Si Anthony Joshua perd un combat de boxe poids lourd, c'est peut-être parce qu'il a eu une mauvaise journée, qu'il est malade ou que son adversaire était tout simplement meilleur. Mais ce n'est pas à cause des règles elles-mêmes – contrairement à la Formule E actuellement.

Sous la pression des équipes et dans le but de créer des vainqueurs récurrents qui peuvent devenir des "héros" du championnat et, à leur tour, bénéficier d'une couverture médiatique plus régulière afin d'augmenter le nombre de spectateurs, la Formule E s'efforce de résoudre ce problème.

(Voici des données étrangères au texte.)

PR #2017, opened 2024-05-15
Add README for json-ld files

relu91:
Note there are ghost changes, any clue why they are happening?

***
<a href="https://pr-preview.s3.amazonaws.com/relu91/wot-thing-description/pull/2017.html" title="Last updated on May 15, 2024, 9:42 AM UTC (73085b8)">Preview</a> | <a href="https://pr-preview.s3.amazonaws.com/w3c/wot-thing-description/2017/6b1b79d...relu91:73085b8.html" title="Last updated on May 15, 2024, 9:42 AM UTC (73085b8)">Diff</a>

PR #2018, opened 2024-05-15
Add text regarding choosing between events and observable properties

### LINKED ISSUE #1818: Better explain difference between observable properties and events
Further informative explanations of the differences between the two mechanisms would be nice. When to pick an event or a property is not clear.

JKRhb:
Resolves #1818.

***
<a href="https://pr-preview.s3.amazonaws.com/JKRhb/wot-thing-description/pull/2018.html" title="Last updated on May 28, 2024, 11:30 AM UTC (bf11854)">Preview</a> | <a href="https://pr-preview.s3.amazonaws.com/w3c/wot-thing-description/2018/2cf0b1c...JKRhb:bf11854.html" title="Last updated on May 28, 2024, 11:30 AM UTC (bf11854)">Diff</a>

### DIFF
--- a/index.html
+++ b/index.html
@@ -1896,6 +1896,19 @@
               <code>unsubscribeevent</code> unless the protocol supports implicit unsubscription mechanisms (e.g.,
               heartbeat to detect connection loss).
             </p>
+            <p>
+              EventAffordances are similar to observable PropertyAffordances in the sense that the Thing itself informs
+              interested Consumers about state changes. However, a main difference of EventAffordances is that not every
+              change of the associated resource needs to trigger an event message to be emitted, e.g. a critical
+              threshold for a numeric value. Furthermore, EventAffordances allow for more complex subscribing and
+              unsubscribing mechanisms via the definition of <code>subscription</code>, <code>dataResponse</code>, and
+              <code>cancellation</code> DataSchema definitions. Not all protocols might support these more advanced
+              mechanisms, however, which is why in some scenarios, events may be very similar to observable
+              PropertyAffordances. In these cases, the choice between a Property and a Event for modelling the
+              Affordance should be made based on the semantics of the underlying resource; for example, if the state of
+              the affordance is also supposed to be read or written by a Consumer, then a Property is most likely the
+              appropriate choice.
+            </p>
           </section>
           <section>
             <h3><code>VersionInfo</code></h3>
--- a/validation/td-validation.ttl
+++ b/validation/td-validation.ttl
@@ -542,7 +542,15 @@
           <code>unsubscribeevent</code>, or both terms within an
           <a href="#dfn-array" class="internalDFN" data-link-type="dfn">Array</a>.</span></p><p class="note">
 		  It is considered to be good practice that each <code>subscribeevent</code> has a corresponding <code>unsubscribeevent</code> unless the protocol
-		  supports implicit unsubscription mechanisms (e.g., heartbeat to detect connection loss).</p>"""^^rdf:HTML .
+		  supports implicit unsubscription mechanisms (e.g., heartbeat to detect connection loss).</p>
+          <p>
+            EventAffordances are similar to observable PropertyAffordances in the sense that the Thing itself informs interested Consumers about state changes.
+            However, a main difference of EventAffordances is that not every change of the associated resource needs to trigger an event message to be emitted, e.g. a critical threshold for a numeric value.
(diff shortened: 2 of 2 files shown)


JKRhb:
I was a bit unsure where to put the explanation – so far, I added it to the bottom of the section on `EventAffordance`s, but this could maybe also become part of an appendix or a more general section on best practices for TD design.

index.html
```diff
@@ -1451,7 +1451,15 @@ <h2>Core Vocabulary Definitions</h2>
           <code>unsubscribeevent</code>, or both terms within an
           <a href="#dfn-array" class="internalDFN" data-link-type="dfn">Array</a>.</span></p><p class="note">
 		  It is considered to be good practice that each <code>subscribeevent</code> has a corresponding <code>unsubscribeevent</code> unless the protocol
-		  supports implicit unsubscription mechanisms (e.g., heartbeat to detect connection loss).</p></section>
+		  supports implicit unsubscription mechanisms (e.g., heartbeat to detect connection loss).</p>
+          <p>
+            EventAffordances are similar to observable PropertyAffordances in the sense that the Thing itself informs interested Consumers about state changes.
+            However, a main difference of EventAffordances is that not every change of the associated resource needs to trigger an event message to be emitted, e.g. a critical threshold for a numeric value.
+        Furthermore, EventAffordances allow for more complex subscribing and unsubscribing mechanisms via the definition of <code>subscription</code>, <code>dataResponse</code>, and <code>cancellation</code> DataSchema definitions.
```
egekorkan, line 1458: Not exactly where but I would add the fact that if an affordance can be read, it will be a property, probably.

egekorkan (commented):
I think that the text addition is good. I have proposed a further distinction.

Regarding your question " or a more general section on best practices for TD design.". I feel that we have similar stuff in multiple places. Going forward, I think we can think of adding some tags for HTML elements that can be best practices. Like the implementation report, we can extract such best practices as a separate document for implementers. It can be a separate section but I fear that many texts can be too detached from their context. Definitely something to discuss in a call but the PR itself is fine.

index.html
```diff
@@ -1451,7 +1451,15 @@ <h2>Core Vocabulary Definitions</h2>
...
+            Not all protocols might support these more advanced mechanisms, however, which is why in some scenarios, events may be very similar to observable PropertyAffordances.
+            In these cases, the choice between a Property and a Event for modelling the Affordance should be made based on the semantics of the underlying resource.
```
JKRhb, line 1460: Thank you for your feedback, @egekorkan! I tried to address [your comment](https://github.com/w3c/wot-thing-description/pull/2018/files#r1602172783) with the following:

```suggestion
            In these cases, the choice between a Property and a Event for modelling the Affordance should be made based on the semantics of the underlying resource; for example, if the state of the affordance is also supposed to be read or written by a Consumer, then a Property is most likely the appropriate choice.
```

index.html
JKRhb, line 1: Note that the "ghost changes" @relu91 mentioned in the context of #2017 also appear in this PR – maybe we should regenerate the `index.html` file on the `main` branch?

index.html
egekorkan: Sorry for suggesting in the wrong document as well :) I like the wording and committed the suggestion

JKRhb: Thank you! :) I've now also added the lines to the source file, which actually did not change the rendered version :)

index.html
egekorkan: See #2021

JKRhb:
Hmm, for some reason, the version I generate locally is now even more different from the main branch branch than before :/ To simplify things, I would simply remove my regeneration commit, and we could then have a clean version generated on the main branch, for example.

egekorkan:
I have merged my latest pr so maybe that messed it up. If you want, please create a new PR with the same changes and we can merge async

JKRhb:
> I have merged my latest pr so maybe that messed it up. If you want, please create a new PR with the same changes and we can merge async

Hmm, do you mean a PR that regenerates the current state on the main branch? Otherwise, I could also “wrap” the commit that adds the text to the `.ttl` file in between two regeneration commits, the latter of which would illustrate the changes that would be added to the main document.

egekorkan:
Ok I have understood the problem. Basically, if you render, the index.html generated does not follow our prettify rules so it overwrites the previous formatting. Once I ran formatting after rendering, the unwanted changes were gone. I hope that we will not have these small but annoying issues with new tooling.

Le sous-produit de cette imprévisibilité, ou aléa, est que Mercedes a peu de garantie que ses grosses dépenses seront suffisamment récompensées. Si elle a finalement remporté le titre des équipes 2021 avec quatre points d'avance, elle aurait pu facilement être battue par les budgets plus modestes de Jaguar Racing et DS Techeetah. Un résultat qui n'aurait pas permis d'atteindre le "retour sur investissement" souhaité.

Un format de qualification révisé devrait être révélé lors de la prochaine réunion du Conseil mondial du sport automobile de la FIA, le 15 octobre à Paris. Motorsport.com croit savoir que malgré le nombre de voix impliquées, les équipes et le championnat sont largement d'accord. La décision finale viendrait alors de l'instance dirigeante.

Lors de cette réunion, des modifications devraient également être votées en ce qui concerne le format de la course, où les réductions d'énergie résultant des périodes de voiture de sécurité seront remplacées par un temps ajouté aux 45 minutes plus un tour standard. Ceci afin d'éviter une répétition malvenue de l'épisode de Valence.

Le problème est que Mercedes – et par extension Daimler – est au courant de ces discussions. Ils sont au courant du potentiel excitant de la Gen3 (même si les essais actuels ont pris beaucoup de retard). Ils savent que le plafonnement des coûts est une priorité et que les changements de format sont imminents. Mais cela ne suffit pas pour inciter les Flèches d'argent à rester.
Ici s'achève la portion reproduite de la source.